Kosmos Energy has secured a judgement against Tullow Ghana Limited (Tullow) regarding its share of the liability of costs related to the West Leo rig.

The tribunal's award which is final and binding was secured from a panel of arbitrators, working under the jurisdiction of the International Chamber of Commerce.

TEN partner Kosmos Energy was disputing its share of responsibility for the fees to be paid Seadrill which secured judgement against TEN partners for wrongful termination of its contract and is seeking arbitration at the International Chamber of Commerce, which might result in Tullow having to pay the fees for KOS's 20% stake in the field, or $50.8 million.

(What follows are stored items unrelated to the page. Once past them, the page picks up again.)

PR #2500, opened 2022-01-12
FreeTypePen: fix missing RTD entry

takaakifuji:
#2494 fails to generate the corresponding RTD entry due to the lack of the dependency:

https://readthedocs.org/api/v2/build/15748934.txt
```
WARNING: autodoc: failed to import module 'freetypePen' from module 'fontTools.pens'; the following exception was raised:
No module named 'freetype'
```

This PR solves the issue by raising ImportError in `__init__`, rather than by adding a line to `Doc/docs-requirements.txt`.

### DIFF
--- a/Doc/docs-requirements.txt
+++ b/Doc/docs-requirements.txt
@@ -1,3 +1,4 @@
 sphinx==4.3.2
 sphinx_rtd_theme==1.0.0
 reportlab==3.6.5
+freetype-py==2.2.0
--- a/Lib/fontTools/pens/freetypePen.py
+++ b/Lib/fontTools/pens/freetypePen.py
@@ -11,17 +11,12 @@ import subprocess
 import collections
 import math
 
-have_freetype = False
-try:
-    import freetype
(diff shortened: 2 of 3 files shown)


anthrotype:
Will the inline documentation get built despite the import error? If not, we should just add freetype-py to the docs requirements

takaakifuji:
- https://fonttools--2494.org.readthedocs.build/en/2494/pens/freetypePen.html
- https://fonttools--2500.org.readthedocs.build/en/2500/pens/freetypePen.html

#2494 emits an empty page while the check shows green. I thought keeping `docs-requirements.txt` minimal was important, so I took the same approach to the Brotli binding  in `fontTools.ttLib.woff2`. If it's okay to add dependencies to `docs-requirements.txt`, I'll do that.

anthrotype:
thanks. It's preferable if the docs requirements include all the optional deps so we all the inline docs gets built.

> I took the same approach to the Brotli binding in fontTools.ttLib.woff2

Hm, I guess that mean we get no RTD autodocs for woff2 module, if so we should fix that.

The ruling means that Kosmos Energy is not liable for its share of costs of some $50.8 million, arising from the recent case that Seadrill Ghana Operations Ltd won against TEN partners.

With the ruling Tullow is expected to reimburse Kosmos for some of its legal and rig demobilisation costs.

It will be recalled that Tullow Oil was ordered by a London judge to pay rig owner Seadrill a contract termination fee and other standby fees totalling $254 million.

The court in its ruling pointed out that, Tullow was wrong to have cancelled a rig contract in 2016 after Ghana's government set a drilling moratorium on its TEN offshore oil and gas field located in waters then claimed by both Ghana and Ivory Coast.

Tullow the lead partner in the TEN project with 47% stake, had told the press that, its net share of fees totals $140 million in the company had set aside some $128 million for the dispute with Seadrill.

But the company has said that it would decide within weeks whether it would appeal the ruling.